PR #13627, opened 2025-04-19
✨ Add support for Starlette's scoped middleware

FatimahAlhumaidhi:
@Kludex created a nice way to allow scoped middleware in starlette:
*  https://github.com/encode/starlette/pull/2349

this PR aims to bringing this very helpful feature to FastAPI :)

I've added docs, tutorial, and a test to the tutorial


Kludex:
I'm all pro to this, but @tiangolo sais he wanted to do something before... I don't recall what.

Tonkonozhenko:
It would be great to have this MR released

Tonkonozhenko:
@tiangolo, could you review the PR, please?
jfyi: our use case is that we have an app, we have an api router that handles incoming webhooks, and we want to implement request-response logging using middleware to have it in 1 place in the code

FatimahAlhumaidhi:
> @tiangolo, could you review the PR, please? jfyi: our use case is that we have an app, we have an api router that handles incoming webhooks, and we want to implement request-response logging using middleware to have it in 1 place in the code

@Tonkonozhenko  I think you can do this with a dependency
--
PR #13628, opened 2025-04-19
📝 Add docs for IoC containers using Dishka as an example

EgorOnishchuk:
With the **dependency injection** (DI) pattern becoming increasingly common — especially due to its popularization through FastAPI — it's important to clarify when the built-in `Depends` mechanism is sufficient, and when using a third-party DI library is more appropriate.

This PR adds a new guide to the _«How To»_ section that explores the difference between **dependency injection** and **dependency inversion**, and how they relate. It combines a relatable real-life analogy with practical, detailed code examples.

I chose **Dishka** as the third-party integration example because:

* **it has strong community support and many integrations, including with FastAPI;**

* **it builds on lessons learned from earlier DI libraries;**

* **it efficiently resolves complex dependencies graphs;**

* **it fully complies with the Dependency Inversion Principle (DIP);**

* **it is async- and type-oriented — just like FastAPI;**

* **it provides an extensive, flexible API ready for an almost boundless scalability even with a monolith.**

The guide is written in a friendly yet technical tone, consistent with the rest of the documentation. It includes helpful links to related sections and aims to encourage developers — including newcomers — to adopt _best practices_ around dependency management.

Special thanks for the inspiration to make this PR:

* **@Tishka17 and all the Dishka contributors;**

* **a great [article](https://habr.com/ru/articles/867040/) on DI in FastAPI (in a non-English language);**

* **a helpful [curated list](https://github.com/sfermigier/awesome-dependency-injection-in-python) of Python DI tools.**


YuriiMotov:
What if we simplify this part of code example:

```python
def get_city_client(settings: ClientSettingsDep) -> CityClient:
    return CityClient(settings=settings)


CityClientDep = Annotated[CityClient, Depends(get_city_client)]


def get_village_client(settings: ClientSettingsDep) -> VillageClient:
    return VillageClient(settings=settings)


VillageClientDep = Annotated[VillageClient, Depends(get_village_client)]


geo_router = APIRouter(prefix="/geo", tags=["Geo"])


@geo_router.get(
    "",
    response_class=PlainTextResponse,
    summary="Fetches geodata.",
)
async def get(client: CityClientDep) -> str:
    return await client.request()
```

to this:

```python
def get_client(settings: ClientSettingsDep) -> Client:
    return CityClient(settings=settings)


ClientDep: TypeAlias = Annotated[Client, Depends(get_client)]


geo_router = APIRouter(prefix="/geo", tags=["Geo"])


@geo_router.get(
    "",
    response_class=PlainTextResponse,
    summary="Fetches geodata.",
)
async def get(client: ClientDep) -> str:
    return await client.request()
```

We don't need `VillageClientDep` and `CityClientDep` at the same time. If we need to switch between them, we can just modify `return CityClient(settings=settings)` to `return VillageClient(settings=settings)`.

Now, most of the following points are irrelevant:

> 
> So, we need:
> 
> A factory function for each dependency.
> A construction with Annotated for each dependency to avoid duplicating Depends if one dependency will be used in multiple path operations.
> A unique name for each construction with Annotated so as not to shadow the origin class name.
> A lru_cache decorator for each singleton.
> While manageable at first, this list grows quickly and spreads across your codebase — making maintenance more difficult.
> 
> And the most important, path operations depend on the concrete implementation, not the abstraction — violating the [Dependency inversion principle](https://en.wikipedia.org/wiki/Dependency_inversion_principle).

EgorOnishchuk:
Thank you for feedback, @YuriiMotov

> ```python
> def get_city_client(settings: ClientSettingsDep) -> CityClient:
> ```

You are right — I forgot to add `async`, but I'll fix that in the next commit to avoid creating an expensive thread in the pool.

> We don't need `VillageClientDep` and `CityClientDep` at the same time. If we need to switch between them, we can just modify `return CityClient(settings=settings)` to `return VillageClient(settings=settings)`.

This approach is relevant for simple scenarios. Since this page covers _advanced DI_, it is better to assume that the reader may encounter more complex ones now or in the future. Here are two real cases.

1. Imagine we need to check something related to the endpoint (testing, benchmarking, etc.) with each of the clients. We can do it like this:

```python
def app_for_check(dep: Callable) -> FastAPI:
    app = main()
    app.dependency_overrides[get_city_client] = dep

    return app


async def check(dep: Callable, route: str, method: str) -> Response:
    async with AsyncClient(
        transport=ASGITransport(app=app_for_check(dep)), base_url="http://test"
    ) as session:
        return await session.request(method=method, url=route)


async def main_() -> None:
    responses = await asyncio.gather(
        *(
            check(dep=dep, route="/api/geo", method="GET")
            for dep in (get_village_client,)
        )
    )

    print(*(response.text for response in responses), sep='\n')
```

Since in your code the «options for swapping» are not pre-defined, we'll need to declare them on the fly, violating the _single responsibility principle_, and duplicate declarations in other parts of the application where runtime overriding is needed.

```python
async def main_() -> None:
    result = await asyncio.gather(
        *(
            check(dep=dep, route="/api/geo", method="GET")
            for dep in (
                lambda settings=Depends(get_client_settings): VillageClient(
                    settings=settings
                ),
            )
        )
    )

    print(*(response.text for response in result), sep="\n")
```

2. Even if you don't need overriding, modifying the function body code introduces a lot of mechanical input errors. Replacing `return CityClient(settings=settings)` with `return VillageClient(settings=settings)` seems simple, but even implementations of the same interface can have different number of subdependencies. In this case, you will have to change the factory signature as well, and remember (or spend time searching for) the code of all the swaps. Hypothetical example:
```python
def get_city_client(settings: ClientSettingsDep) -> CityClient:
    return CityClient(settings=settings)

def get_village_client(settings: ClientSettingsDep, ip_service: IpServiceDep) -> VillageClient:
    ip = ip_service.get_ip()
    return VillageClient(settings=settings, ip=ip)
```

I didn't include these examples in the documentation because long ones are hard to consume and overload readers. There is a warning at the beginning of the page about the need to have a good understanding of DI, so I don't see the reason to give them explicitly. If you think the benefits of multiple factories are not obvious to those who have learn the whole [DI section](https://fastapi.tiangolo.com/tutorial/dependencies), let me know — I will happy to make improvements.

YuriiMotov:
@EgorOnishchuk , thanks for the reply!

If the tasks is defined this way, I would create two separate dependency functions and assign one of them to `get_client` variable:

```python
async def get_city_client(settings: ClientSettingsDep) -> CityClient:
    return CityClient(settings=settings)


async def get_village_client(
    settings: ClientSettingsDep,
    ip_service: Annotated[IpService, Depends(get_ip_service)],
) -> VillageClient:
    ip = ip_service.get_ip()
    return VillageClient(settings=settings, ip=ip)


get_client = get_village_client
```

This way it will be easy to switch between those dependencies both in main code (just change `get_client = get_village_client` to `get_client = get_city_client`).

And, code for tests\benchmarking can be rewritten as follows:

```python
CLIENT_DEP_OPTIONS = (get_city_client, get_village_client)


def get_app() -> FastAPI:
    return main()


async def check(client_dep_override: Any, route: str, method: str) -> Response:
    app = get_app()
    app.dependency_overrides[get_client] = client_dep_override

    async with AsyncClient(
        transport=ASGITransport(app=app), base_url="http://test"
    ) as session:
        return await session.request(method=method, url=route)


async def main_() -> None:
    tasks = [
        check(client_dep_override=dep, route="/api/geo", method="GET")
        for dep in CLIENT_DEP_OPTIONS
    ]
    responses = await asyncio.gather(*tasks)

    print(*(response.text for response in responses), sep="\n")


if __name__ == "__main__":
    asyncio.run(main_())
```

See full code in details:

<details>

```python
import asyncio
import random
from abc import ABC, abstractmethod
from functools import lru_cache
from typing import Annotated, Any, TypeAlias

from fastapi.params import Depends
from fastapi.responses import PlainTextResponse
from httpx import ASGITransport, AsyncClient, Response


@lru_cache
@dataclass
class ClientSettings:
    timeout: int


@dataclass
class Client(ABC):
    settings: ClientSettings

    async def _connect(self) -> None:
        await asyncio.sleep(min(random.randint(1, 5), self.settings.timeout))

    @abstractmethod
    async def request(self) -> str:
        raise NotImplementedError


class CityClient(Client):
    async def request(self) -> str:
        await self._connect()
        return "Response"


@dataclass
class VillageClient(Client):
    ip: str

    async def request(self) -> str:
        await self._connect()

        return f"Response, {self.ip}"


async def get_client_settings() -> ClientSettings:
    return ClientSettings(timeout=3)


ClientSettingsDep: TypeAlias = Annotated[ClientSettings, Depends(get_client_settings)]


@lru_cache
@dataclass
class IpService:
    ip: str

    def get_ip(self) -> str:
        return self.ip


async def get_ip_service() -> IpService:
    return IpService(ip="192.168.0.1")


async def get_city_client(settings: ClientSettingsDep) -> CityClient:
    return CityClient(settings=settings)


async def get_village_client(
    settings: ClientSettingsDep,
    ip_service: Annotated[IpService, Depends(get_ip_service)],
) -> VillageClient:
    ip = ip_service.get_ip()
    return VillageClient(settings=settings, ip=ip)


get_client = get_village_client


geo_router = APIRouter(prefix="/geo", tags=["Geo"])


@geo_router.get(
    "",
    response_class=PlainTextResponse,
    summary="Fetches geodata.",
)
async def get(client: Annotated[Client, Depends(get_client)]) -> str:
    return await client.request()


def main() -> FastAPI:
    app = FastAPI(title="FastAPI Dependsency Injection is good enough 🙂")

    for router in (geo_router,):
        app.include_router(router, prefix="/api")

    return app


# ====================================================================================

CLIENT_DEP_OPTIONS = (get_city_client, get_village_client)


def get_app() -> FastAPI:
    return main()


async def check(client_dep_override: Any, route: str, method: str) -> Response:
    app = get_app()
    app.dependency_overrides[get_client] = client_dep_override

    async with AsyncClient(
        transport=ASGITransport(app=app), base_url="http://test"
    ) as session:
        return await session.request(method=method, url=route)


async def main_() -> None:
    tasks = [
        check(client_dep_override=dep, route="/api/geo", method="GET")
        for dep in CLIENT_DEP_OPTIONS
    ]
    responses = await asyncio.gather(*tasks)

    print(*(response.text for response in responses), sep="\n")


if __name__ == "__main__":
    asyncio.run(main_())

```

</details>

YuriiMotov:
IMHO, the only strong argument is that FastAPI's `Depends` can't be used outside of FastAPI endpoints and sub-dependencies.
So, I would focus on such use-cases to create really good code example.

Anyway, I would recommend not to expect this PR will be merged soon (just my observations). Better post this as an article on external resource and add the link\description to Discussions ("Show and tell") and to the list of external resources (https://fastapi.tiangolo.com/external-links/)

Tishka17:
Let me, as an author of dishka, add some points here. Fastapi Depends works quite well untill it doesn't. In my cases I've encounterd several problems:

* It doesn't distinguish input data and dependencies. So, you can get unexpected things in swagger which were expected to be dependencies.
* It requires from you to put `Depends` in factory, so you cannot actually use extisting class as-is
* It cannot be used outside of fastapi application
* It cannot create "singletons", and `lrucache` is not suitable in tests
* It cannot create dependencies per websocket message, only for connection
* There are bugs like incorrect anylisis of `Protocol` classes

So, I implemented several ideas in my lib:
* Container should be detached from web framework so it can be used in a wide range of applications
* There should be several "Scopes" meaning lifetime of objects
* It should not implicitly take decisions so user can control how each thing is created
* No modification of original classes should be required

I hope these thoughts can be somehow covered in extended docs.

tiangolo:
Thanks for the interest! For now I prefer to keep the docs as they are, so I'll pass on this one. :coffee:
--
▸ **TRY IT**
Your answer should be the exact lines above from the one with "PR #13627, opened 2025-04-19" through the one with "with a dependency", both included, and nothing besides.

▸ **EXERCISE SOLUTION**
PR #13627, opened 2025-04-19
✨ Add support for Starlette's scoped middleware

FatimahAlhumaidhi:
@Kludex created a nice way to allow scoped middleware in starlette:
*  https://github.com/encode/starlette/pull/2349

this PR aims to bringing this very helpful feature to FastAPI :)

I've added docs, tutorial, and a test to the tutorial


Kludex:
I'm all pro to this, but @tiangolo sais he wanted to do something before... I don't recall what.

Tonkonozhenko:
It would be great to have this MR released

Tonkonozhenko:
@tiangolo, could you review the PR, please?
jfyi: our use case is that we have an app, we have an api router that handles incoming webhooks, and we want to implement request-response logging using middleware to have it in 1 place in the code

FatimahAlhumaidhi:
> @tiangolo, could you review the PR, please? jfyi: our use case is that we have an app, we have an api router that handles incoming webhooks, and we want to implement request-response logging using middleware to have it in 1 place in the code

@Tonkonozhenko  I think you can do this with a dependency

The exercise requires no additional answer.